The HTML file will allow you to explore this based on any of your metadata columns such as site, treatment, or even by sample. It’s a nice way to get a quick and dirty overview of your community diversity and to see if your sampling depth was sufficient.
Take a look at beta diversity next:
QIIME has another handy workflow script that allows us to look at beta diversity (diversity BETWEEN samples). It’s called core_diversity_analyses.py
This script will actually take care of generating our alpha diversity and rarefaction plots as well, but it’s nice to take a look at these ahead of time, as we just did, to determine whether our rarefaction depth is adequate to address our diversity. If our rarefaction curves show no sign of levelling off, we ought to rarefy at a greater depth (even if we have to abandon a few more samples). We can call this core diversity workflow as follows:
core_diversity_analyses.py -i otu_table_mc2_w_tax.biom -o ~/Analyses/Core_div/ -m mapping_file.txt -e 5000 -c Location --nonphylogenetic_diversity
Note that we must again tell the script to not use phylogenetic diversity measures since we are using ITS data. The -c flag is our chance to give a comma-separated list of the metadata categories we want to use for statistical comparisons. In my case, the question I’m asking is about community differences based on location, but you can test any categorical variable that you include in your mapping file, such as an experimental treatment, date, etc. This flag must exactly match your column header(s).

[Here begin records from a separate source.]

PR #3796, opened 2019-11-20
Add moment charts.

na9da:
Implements the following:

- [x] Moment lines chart
- [x] Moment points chart


na9da:
Zoom performance is very poor at this point for large datasets (> 300 points). This is a known problem for victory charts. [Victory docs](https://formidable.com/open-source/victory/guides/zoom-on-large-datasets) suggests implementing domain clipping and downsampling as solutions to manage this problem. 

The downsampling algo given in the docs does not faithfully preserve the shape of the original full-data chart. [LTTB](https://datylon.com/blog/sampling-time-series-data-sets) algo looks like a better alternative.

One problem still remains even after implementing LTTB. Zooming will result in the chart line fluctuating a bit because of choosing slightly different points at different zoom levels.

TODOs:
- [x] Domain clipping
~- [ ] LTTB Downsampling~

na9da:
Have improved performance by passing [pre-formatted data](https://github.com/FormidableLabs/victory/pull/1212) to victory. So not implementing downsampling for now.

PR #3797, opened 2019-11-20
Mobx - Keyboard interface v 1.0

KeyboardSounds:


tephenavies (changes requested):
Looks good. The feature selection in 2d worked well for me. There's a few things to fix:
- [ ] slight increase in padding or margin in a lot of buttons, sometimes making button text off-centre or making icons smaller
- [ ] the focus border on the map window shows when you interact with the data explorer (and the focus border also moves the map)
- [ ] feedback doesn't work

Issue #3785, opened 2019-11-18
Internationalization of terria


zoran995:
Starting this so we can track work on internationalization of app, hope it is ok

zoran995:
@rowanwins and @soyarsauce How we should proceed with data in `defaults.jsx`? I am not sure is it possible to keep it as it is with `i18next`

soyarsauce:
We should continue the rest of the internationalisation efforts in the work done through https://github.com/TerriaJS/terriajs/pull/3787, and stop using `defaults.jsx` for i18n - however it could still be useful for defining other ways to extend terria (see https://github.com/TerriaJS/de-australia-map/pull/29/files#diff-e7c237f2b6a10131a063f7b5740c39aaR5)

zoran995:
I will post some questions:
- language switch:

    - Where should we put a button for users to switch languages of the map in the `TerriaMap` or `TerriaJS`? The user should have an option to define languages that he want to enable. The switcher should not be visible by default if there is only one language in the `Language` folder.
    - From the design perspective dropdown or something else, and where to position it? 
    - Should we show the country flag next to language name (if yes then user should also have option to choose that)? 
- should we split `translation.json` file to multiple parts to separate ReactViews translation from the rest (`core`, `models` and `map` which are biger groups in the `translation.json`)

PR #3807, opened 2019-11-25
Extending i18next support

zoran995:
Continuing the work from #3787, tracking of this is done through #3785 
Most of the `ReactViews` components moved to support i18next, there is some problems with use of i18next in `DropDownNotification` so I am not adding it for now.


kring:
Thanks for all your work on this @zoran995! Can you please also add yourself to https://github.com/TerriaJS/terriajs/blob/master/CONTRIBUTORS.md?

zoran995:
Some part of developer errors are also included in `translation.json`. Still need to go through Models folder, there is a lot of data mainly errors that need to be included. Hope to complete that today/tommorow.
@kring will do that with next commit, if it's ok?

lib/Models/Terria.js
```diff
@@ -86,12 +85,6 @@ var Terria = function(options) {
     throw new DeveloperError("options.baseUrl is required.");
   }
 
-  options.languageOverrides = defined(options.languageOverrides)
-    ? options.languageOverrides
-    : {};
-
-  this.language = combine(options.languageOverrides, language);
```
soyarsauce, line 93: As mentioned in https://github.com/TerriaJS/terriajs/issues/3785#issuecomment-557305148 we should still leave this in, as the overrides are still used for function-specific-overrides

lib/ReactViews/WelcomeMessage/WelcomeMessage.jsx
```diff
@@ -54,19 +54,12 @@ export const WelcomeMessagePure = ({
...
-    WelcomeMessagePrimaryBtn,
-    WelcomeMessageSecondaryBtn,
-    WelcomeMessageDissmissText,
-
-    WelcomeMessagePrimaryBtnClick,
-    WelcomeMessageSecondaryBtnClick
-  } = viewState.terria.language;
-
+  const WelcomeMessagePrimaryBtnClick = undefined;
+  const WelcomeMessageSecondaryBtnClick = undefined;
```
soyarsauce: Keep these loaded in from overrides, otherwise it will break expected behaviour for maps using this

soyarsauce (commented):
Awesome work :100: - had a brief look and wanted to mention that, we need to make sure the existing `lib/Language/defaults.jsx` behaviour still exists - moving any of the language translations over out from there, and keep the "function as value" keys like `WelcomeMessagePrimaryBtnClick` - perhaps also rename `lib/Language/defaults.jsx`  to something more appropriate suggesting hooks/overrides of behaviour instead of language

lib/ReactViews/Guide/Guide.jsx
```diff
@@ -77,7 +78,8 @@ export const analyticsSetShowGuide = (
     setCalledFromInside: false
   }
 ) => {
-  const openOrClose = bool ? "Open" : "Close";
+  const { t } = this.props;
```
tephenavies: This throws an error

lib/Models/Terria.js
zoran995: can you please check if this part is OK now, after last commit

lib/ReactViews/Guide/Guide.jsx
zoran995: should be fixed with the last commit

lib/Models/Terria.js
soyarsauce: Thanks @zoran995 ! That's exactly what we need.

soyarsauce:
@zoran995 Thanks for addressing the overrides part, @steve9164 will look over the rest.

tephenavies:
Not sure if it's useful to you but I made [this script](https://gist.github.com/steve9164/0ff1a01ef6ed7cc02d81b2d4240eec0c) to test translation strings being correctly replaced in terria and the UI being redrawn on language change. Modify for different location of [`words`](https://en.wikipedia.org/wiki/Words_(Unix)). It's dumb and screws up translations that use templating or `<Trans>`, but it gives some idea of what is reactive.

tephenavies (approved):

PR #3811, opened 2019-11-26
Add min-height to My Data drag drop box

### LINKED ISSUE #3223: My Data: apply min-height to dragDrop box
### Problem
Currently the dragDrop box that appears in the My Data catalogue scales in height according to how many datasets have been added, but does not have a set min-height. Without a min-height the entire box collapses, providing limited functional value.

### Steps to recreate
1. nationalmap.gov.au > My Data > Add web data > https://ows.services.dea.ga.gov.au/
2. Note squished dragDrop element

### Screenshot
screen shot 2019-02-25 at 2 10 18 pm

mgcsls:
Resolves #3223


soyarsauce:
As discussed, we won't add this in until it doesn't make IE11 worse off, which it does with the newly added min-height

soyarsauce (changes requested):
Hi @mgcsls - the IE11 is fixed!
However the drag drop box has regressed in other areas - 
image

vs current
image

soyarsauce (approved):
Amazing!

PR #3813, opened 2019-11-26
Include full catalog item path in catalog event labels

### LINKED ISSUE #2795: Include full catalog item path in Google Analytics events
For AREMI, we pretty regularly have people asking us for specific usage numbers for their layers or layer groups. At the moment, it's very hard or impossible to provide these with any certainty of their accuracy. It would be helpful if the event labels for catalog items were more descriptive so we can better filter events. One way to improve this would be to make the labels for each event include the catalog path as a prefix.

I'm not familiar with what's possible with GA, so there might be reasons for not doing it this way, and  am open to alternatives which achieve the result we want.

mgcsls:
Resolves #2795


soyarsauce (approved):
Resolves https://github.com/TerriaJS/terriajs/issues/2795

PR #3842, opened 2019-12-02
Fix closing of search in mobx

rowanwins:
- use a mobx deployment
- search location (Penrith or any other)
- select one of the search results
- click on Done
- list doesn't close when clicking on Done

A mobx action error was thrown so this resolves it

Related to https://github.com/TerriaJS/nsw-digital-twin/issues/157

### DIFF
--- a/lib/ReactViews/Search/SidebarSearch.jsx
+++ b/lib/ReactViews/Search/SidebarSearch.jsx
@@ -1,5 +1,6 @@
 import createReactClass from "create-react-class";
 import { observer } from "mobx-react";
+import { runInAction } from "mobx";
 import PropTypes from "prop-types";
 import React from "react";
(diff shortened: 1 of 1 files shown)


lib/ReactViews/Search/SidebarSearch.jsx
```diff
@@ -19,7 +20,9 @@ const SidebarSearch = observer(
     },
 
     backToNowViewing() {
```
na9da, line 22: Both are equivalent, but it might be prettier to use the `@action` decorator here which you can import from `mobx-react`, just like `@observer`.

na9da (approved):

kring:
Ah sorry Rowan I didn't see this PR before I did the same last night. Feel free to merge your own PRs into the `mobx` branch, especially when they're simple like this.

rowanwins:
All good :)

PR #3850, opened 2019-12-03
Menu bar fix #3844

### LINKED ISSUE #3844: MenuButton style not changing to inactive
The style of MenuItem doesn't change to notActive in several cases: 

- when MenuItem button is clicked, the button color change to blue ($color-primary) as it is suppose to and panel appears, but on second click on the same button it closes the panel but color of the button remain blue while it should return to color of inactive button ($charcoal-grey).
- Also while the panel is open if click happen somewhere on the map it closes the panel but color again remains like it MenuItem is active.
- In the case the click happen somewhere inside of the panel color of the button turns to inactive ($charcoal-grey) but panel is still open.
- When the panel is closed with `ECS` key, button again has active color.
- When the story panel is open the only way to close it is by clicking the story MenuItem, and it is odd to see that button remain active

Click on the close mark in the panel closes the panel and change the color as it is supposed to do.
story
share-print

zoran995:
Fixing the issues defined in #3844, and additionally fixing the feature info collapse button to have $color-primary only on hover, so it doesn't stay return to original color after click. Focus was making a problem in all cases. I think this is in accordance with your concepts @philipgrimmett, at least I noticed that buttons stay like that in your invision concepts

### DIFF
--- a/CHANGES.md
+++ b/CHANGES.md
@@ -1,11 +1,18 @@
 Change Log
 ==========
 
-### next minor
 
+### Next release
+* Fixed a bug where calling `openAddData()` or `closeCatalog()` on ViewState did not correctly apply the relevant `mobileViewOptions` for mobile views.
+* Fixed filter by available dates on ImageryLayerCatalogItem not copying to the clone when the item is split.
 * Fixed an error in `regionMapping.json` that causes some states to be mismatched when using Australian state codes in a column labelled "state". It is still recommended to use "ste", "ste_code" or "ste_code_2016" over "state" for column labels when matching against Australian state codes.
 * Fixed bug where "User data" catalog did not have add-buttons.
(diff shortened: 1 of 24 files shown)


soyarsauce (changes requested):
Hi @zoran995 - thanks for putting this in, understanding it's in the spirit of matching design concepts. However it certainly makes it worse off for keyboard-only-interactions, as focus styles are now not consistent with hover styles, and we aim to make all modes of interaction work well when and where we can.

If you would still like to make this better
- keep the isOpen styling logic (good that it stays in 'active' when open)
- keep the focus styles to match any hover styling

zoran995:
Restored focus options for styling.

soyarsauce (approved):
@zoran995 great! This makes terriajs no worse-off, and improves the open-or-not state of the menu bars.

PR #3853, opened 2019-12-04
Filter out times that cause fromISO8601 to throw

tephenavies:
Primarily for non-standards conforming WMS.


soyarsauce (approved):
I feel like I've made almost exactly the same change on this file for terrace earlier on, but don't see where it is.

PR #4521, opened 2020-07-08
Mobx: Add infoSectionOrder trait and some extra sections to WebMapServiceCatalogItem info array

### LINKED ISSUE #4506: MobX: display all filled fields of WMS
There are cases when WMS fields are missing from data description/metadata even when they are filled by the data custodian. 
To add the following fields as part of metadata for a WMS: 

- GetCapabilties url 
- Service Contact

Example: 
- go to NSW Digital Twin - National Datasets - Drought -  Vegetation cover - https://nsw.digitaltwin.terria.io/#share=s-3VxqdKGRz51QdG8nUB7U8kgJ7wQ 

image

- same data tested on a non-MobX app map.terria.io, https://map.terria.io/#share=s-kwABt9PyYPCbNtVIsZjgQsVf7J0 produces metadata with Service Contact, Get Capabilities URL; the Service Description has a different title but the information is there:

image

rowanwins:
### What this PR does

Fixes #4506

Adds following sections to WMS info
- GetCapabilties url
- Service Contact

Also slightly improved the repetitive nature of the code.

And use some internationalization stuff which looks like it was lost.

## NOTE
Suggest we wait until #4558 is merged as it also added a trait for the purposes of testing, but we'll need to kill it off in this PR.

### Checklist

-   [ ] no unit tests, fairly minor change


lib/Models/WebMapServiceCatalogItem.ts
```diff
@@ -289,21 +308,25 @@ class GetCapabilitiesStratum extends LoadableStratum(
...
-        result.push(traits);
+        result.push(
+          createInfoSection(
+            i18next.t("models.webMapServiceCatalogItem.accessConstraints"),
+            service.AccessConstraints
+          )
+        );
       }
     }
     return result;
```
nf-s, line 333: For some reason these are displaying in reverse order to being pushed into `result`

**National Map**:  
natmap

**next**:  
next

nf-s (changes requested):

lib/Models/WebMapServiceCatalogItem.ts
rowanwins: Yeah I noticed similiar. 
Ordering is either controlled by some defaults, or by passing in params.

https://github.com/TerriaJS/terriajs/blob/master/lib/ReactViews/Preview/DataPreviewSections.jsx#L32-L46

I think the main change is that what appeared in master as  "Data Description" is now called "Web Map Service Layer Description", hence why it gets shuffled back. But that's not a change that I did.

rowanwins: Maybe I'll define an infoSectionOrder for the WMS item, the user can always override it with the definition stratum

nf-s (dismissed):

zoran995:
Should there be a skip condition for service contact, GeoServer by default provide `The Ancient Geographers` as a contact organisation

nf-s (approved):

lib/Models/WebMapServiceCatalogItem.ts
```diff
@@ -296,26 +308,68 @@ class GetCapabilitiesStratum extends LoadableStratum(
...
+        !layer ||
+        !layer.Abstract ||
+        containsAny(layer.Abstract, WebMapServiceCatalogItem.abstractsToIgnore)
+      ) {
+        continue;
+      }
+      if (this.capabilitiesLayers.size > 1) {
+        suffix = ` - ${layer.Title}`;
+      }
+    }
```
nf-s: I need to extend this to multiple abstracts showing - if using multi layer WMS

nf-s (changes requested):

nf-s (approved):

Issue #4278, opened 2020-05-05
MobX -  Internationalisation of help content


reginapramesti:
We've made the help content to be loaded in from `config.json` but have yet to use i18n for internationalisation. We should ideally support internationalisation for those who would like to have a multilingual map.

tephenavies:
Fixed in #4613.

PR #4523, opened 2020-07-08
Internationalize help content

What we get from this is a whole slew of files but QIIME is kind to us and outputs another HTML file called index.html that we can use to explore the rest of the output. We get Bray-Curtis principle coordinates and distance measures (along with nifty emperor plots), alpha diversity and rarefaction plots, taxonomy summaries, and group significance for the categories we chose to test. Here’s what the HTML output looks like:
QIIME core diversity output
You can see this simple script accomplishes quite a bit! You can even get a nice overview of your taxonomy, though if you are interested in statistical comparisons of specific taxa between samples/groups you will need some additional tools.
Keep in mind that taxonomic assignments are only as good as the database you use! The UNITE fungal database is pretty good, but it is heavy on forest soil fungi so if you are sampling from a very different environment (like the tropical phyllosphere I am sampling) you may get rather large proportions of “Unassigned” taxa. Additionally, if your samples have a lot of non-target ITS (plant, animal, etc.) the fungal UNITE database isn’t going to let you know about it. It can only let you know about diversity that it “is aware of!” To get around this it helps to tack on some meaningful outgroups to the UNITE database files. In my case, I added a few fasta reads of plant ITS to the UNITE fasta file and their associated taxonomic assignments to the UNITE taxonomy txt file. You can see how to format these by peeking at a few lines of each of these files, and then simply concatenate your outgroups to the end. This is particularly useful if you didn’t use ITSx in order to isolate “only fungal” ITS sequences.
These core diversity measures might be all you need to answer your question, but in most cases you’ll want to dig a bit deeper. In a future post I’ll go into cleaning up your OTU table to deal with spurious reads, as well as some additional tools to test hypotheses.